(INFORMATION SUPPLIED)
PR #29, opened 2017-03-09
Fix package browsing

kevinemoore:
Make the top-level of contents a group node.


kevinemoore:
True, we could do that, but we'd break existing packages. Are we still early enough that that's a better option?

dimaryaz:
Probably fine to break... Though you could do both, and add a TODO to remove the code that adds the key when reading the package.

quilt/tools/store.py
```diff
@@ -315,6 +316,7 @@ def _add_to_contents(self, fullname, objhash, ext, path, target):
         leaf = ipath.pop()
 
         ptr = contents
+        ptr.setdefault(TYPE_KEY, NodeType.GROUP.value)
```
dimaryaz: Why not just make sure `get_contents` always returns a dict with the key? If the package doesn't have any objects, this won't run, right?

quilt/tools/store.py
```diff
@@ -129,6 +129,8 @@ def get_contents(self):
         try:
             with open(self._path, 'r') as contents_file:
                 contents = json.load(contents_file)
+                # Make the top-level a GROUP node
+                contents[TYPE_KEY] = NodeType.GROUP.value
```
dimaryaz: Just move this to the end of the function, before `return` - I think that should take care of everything?

quilt/tools/store.py
dimaryaz: This is unnecessary now, right?

PR #31, opened 2017-03-09
ArrowPackageStore

kevinemoore:
Adding a package store class for Parquet packages using the pyarrow library. This also cleans up PackageStore class types by making the package format an Enum.


quilt/test/test_push.py
```diff
@@ -21,14 +21,12 @@ def find_object_hashes(contents):
...
     """
     for key, obj in contents[CHILDREN_KEY].items():
-        print("KEY=%s, OBJ=%s" % (key, obj))
-        if key == TYPE_KEY:
-            continue
         obj_type = NodeType(obj[TYPE_KEY])
         if obj_type is NodeType.TABLE or obj_type is NodeType.FILE:
-            yield from obj["hashes"]
+            hash_it = iter(obj['hashes'])
+            yield next(hash_it)
```
dimaryaz: I'm pretty sure you need a loop here and below? Doesn't this just return the first item?

quilt/tools/store.py
```diff
@@ -490,32 +482,86 @@ def dataframe(self, hash_list):
...
+        # Move the build file to the object store and rename it to
+        # its hash
+        objpath = self._object_path(filehash)
+        os.rename(storepath, objpath)
+
+    def dataframe(self, hash_list):
+        """
+        Creates a DataFrame from a set of objects (identified by hashes).
+        """
+        assert len(hash_list) == 1, "Multi-file DFs not supported in HDF5."
```
dimaryaz: Arrow?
(End INFORMATION SUPPLIED)
Give every entry again in full, precisely as written above.

PR #29, opened 2017-03-09
Fix package browsing

kevinemoore:
Make the top-level of contents a group node.


kevinemoore:
True, we could do that, but we'd break existing packages. Are we still early enough that that's a better option?

dimaryaz:
Probably fine to break... Though you could do both, and add a TODO to remove the code that adds the key when reading the package.

quilt/tools/store.py
```diff
@@ -315,6 +316,7 @@ def _add_to_contents(self, fullname, objhash, ext, path, target):
         leaf = ipath.pop()
 
         ptr = contents
+        ptr.setdefault(TYPE_KEY, NodeType.GROUP.value)
```
dimaryaz: Why not just make sure `get_contents` always returns a dict with the key? If the package doesn't have any objects, this won't run, right?

quilt/tools/store.py
```diff
@@ -129,6 +129,8 @@ def get_contents(self):
         try:
             with open(self._path, 'r') as contents_file:
                 contents = json.load(contents_file)
+                # Make the top-level a GROUP node
+                contents[TYPE_KEY] = NodeType.GROUP.value
```
dimaryaz: Just move this to the end of the function, before `return` - I think that should take care of everything?

quilt/tools/store.py
dimaryaz: This is unnecessary now, right?

PR #31, opened 2017-03-09
ArrowPackageStore

kevinemoore:
Adding a package store class for Parquet packages using the pyarrow library. This also cleans up PackageStore class types by making the package format an Enum.


quilt/test/test_push.py
```diff
@@ -21,14 +21,12 @@ def find_object_hashes(contents):
...
     """
     for key, obj in contents[CHILDREN_KEY].items():
-        print("KEY=%s, OBJ=%s" % (key, obj))
-        if key == TYPE_KEY:
-            continue
         obj_type = NodeType(obj[TYPE_KEY])
         if obj_type is NodeType.TABLE or obj_type is NodeType.FILE:
-            yield from obj["hashes"]
+            hash_it = iter(obj['hashes'])
+            yield next(hash_it)
```
dimaryaz: I'm pretty sure you need a loop here and below? Doesn't this just return the first item?

quilt/tools/store.py
```diff
@@ -490,32 +482,86 @@ def dataframe(self, hash_list):
...
+        # Move the build file to the object store and rename it to
+        # its hash
+        objpath = self._object_path(filehash)
+        os.rename(storepath, objpath)
+
+    def dataframe(self, hash_list):
+        """
+        Creates a DataFrame from a set of objects (identified by hashes).
+        """
+        assert len(hash_list) == 1, "Multi-file DFs not supported in HDF5."
```
dimaryaz: Arrow?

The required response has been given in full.